The Dog and the Wolf is one of Aesop's Fables, numbered 346 in the Perry Index. It has been popular since antiquity as an object lesson of how freedom should not be exchanged for comfort or financial gain. An alternative fable with the same moral concerning different animals is less well known.

==Freedom is sweet==
A famished wolf meets a well-fed dog and compliments him on his sleek appearance. The dog describes his life of ease and invites the wolf to join him. As they go on their way, the wolf asks why the fur about the dog's neck is worn away. He replies that it is merely caused by the collar he has to wear at home. The wolf then leaves him, declaring that a full belly is poor compensation for lack of liberty.

That the fable dates from before Aesop's time is suggested by a single line surviving from a poem by Archilochos in which the question is asked 'what has caused the scruff of his neck to become so worn'. It is conjectured that this refers to some early version of the fable, which is well attested in later Greek sources, including the collection of Babrius, as well as in the Latin collection of Phaedrus. The fable was also well known in the Middle Ages, was included in William Caxton's collection, and was made the subject of a Neo-Latin poem by Hieronymus Osius. In William Somervile's retelling, the moral is lengthened into a panegyric of Britain's sturdy independence. The "application" in Thomas Bewick's The Fables of Aesop (1818), however, observes more cautiously that "liberty in a state of society does not consist in doing whatsoever we please" and therefore "a certain portion of individual liberty must be given up for the good of the whole".

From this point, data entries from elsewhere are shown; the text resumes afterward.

PR #861, opened 2022-12-01
Additional limiting current density methods for ED_1D

lbibl:
- Adds empirical and theoretical methods to calculate limiting current density. 
- Better scaling methods. 

### Legal Acknowledgement


watertap/unit_models/electrodialysis_1D.py
```diff
@@ -1703,14 +1770,23 @@ def _get_fluid_dimensionless_quantities(self):
         )
         self.hydraulic_diameter = Var(initialize=1e-3, units=pyunits.meter)
         self.N_Re = Var(
-            initialize=100, units=pyunits.dimensionless, doc="Reynolds Number"
-        )
+            initialize=50,
+            bounds=(0, 2000),
```
TimBartholomew: Sometimes RO modules can operate at Reynolds numbers around 2000, I'm not sure about ED but I would think it could be the same. Generally, this arbitrary upper bound would be looser (i.e. a larger value) just so this doesn't get hit and make the model infeasible. Very minor comment though

watertap/unit_models/electrodialysis_1D.py
```diff
@@ -1789,18 +1865,24 @@ def _pressure_drop_calculation(self):
...
-            self._get_fluid_dimensionless_quantities()
+            if not (
+                self.config.has_Nernst_diffusion_layer
+                and self.config.limiting_current_density_method
+                == LimitingCurrentDensityMethod.Theoretical
+            ):
+                self._get_fluid_dimensionless_quantities()
+            self.friction_factor = Var(
+                initialize=10,
+                bounds=(0, 10000),  # arbitrary upper bound
```
TimBartholomew: Alternatively, you could use `None` instead of an arbitrary upper bound value

TimBartholomew (approved):
LGTM, although I don't have the expertise to know if the limiting current density calculations are correct or are the right approach. I just had a minor comment on the "arbitrary upper bounds"

watertap/unit_models/electrodialysis_1D.py
lbibl: Made the upper bound two orders of magnitude larger for now.  Will keep an eye on this when doing optimization.

watertap/unit_models/electrodialysis_1D.py
```diff
@@ -1787,18 +1863,24 @@ def _pressure_drop_calculation(self):
...
                 "Do not forget to FIX the experimental pressure drop value in [Pa/m]!"
             )
         else:  # PressureDropMethod.Darcy_Weisbach is used
-            self._get_fluid_dimensionless_quantities()
+            if not (
+                self.config.has_Nernst_diffusion_layer
+                and self.config.limiting_current_density_method
+                == LimitingCurrentDensityMethod.Theoretical
+            ):
+                self._get_fluid_dimensionless_quantities()
```
bknueven, line 1877: I'm surprised `black` doesn't force you to add a new line here -- might be good for readability.

bknueven (approved):
I would prefer we remove unneeded upper bounds.

watertap/unit_models/electrodialysis_1D.py
lbibl: Removed upper bounds and reformatted here as suggested.

lbianchi-lbl:
@lbibl I've tried re-building the build from the RTD control panel. This works with the same commit hash, but the specific build associated with the PR check is not working for some reason. Can you try to create and push an empty commit?

```sh
git commit --allow-empty -m "Empty commit to trigger CI"
git push
```

lbibl:
> @lbibl I've tried re-building the build from the RTD control panel. This works with the same commit hash, but the specific build associated with the PR check is not working for some reason. Can you try to create and push an empty commit?
> 
> ```shell
> git commit --allow-empty -m "Empty commit to trigger CI"
> git push
> ```

It looks still failing.   The same failure is in the other PR of mine too.  #870

lbianchi-lbl:
@lbibl I'm not sure what's going on but it looks like it might be a malfunctioning in GitHub and/or RTD. I'll temporarily disable the requirement for the RTD build to pass so that the PRs can be merged.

The story was also made the subject of one of La Fontaine's Fables (Le loup et le chien, I.5), in which Master Wolf, on learning the forfeit necessary, "took to its heels and is running yet". In modern times the text has been set for piano and high voice by the French composer Isabelle Aboulker.

==The wild animal and the beast of burden==
A fragmentary proverbial saying attributed to Ahiqar occurs in an Aramaic document dating from the 6th century BCE: A man one day said to the onager (wild ass), "Let me ride upon thee, and I will maintain thee ..." Said the wild ass, "Keep thy maintenance and thy fodder and let me not see thy riding." Since the onager is an Asian animal, it suggests that this region may have been the origin of the alternative fable recorded as 183 in the Perry Index. In this the wild ass at first congratulates a grazing pack-animal's sleek condition but eventually is grateful for his own freedom after seeing the other being driven along beneath a load. A later 'Christianised' version is now numbered as the independent fable 411 in the Perry Index. There the onager jeers at a donkey, only to be eaten by a lion since it is not guarded by a human.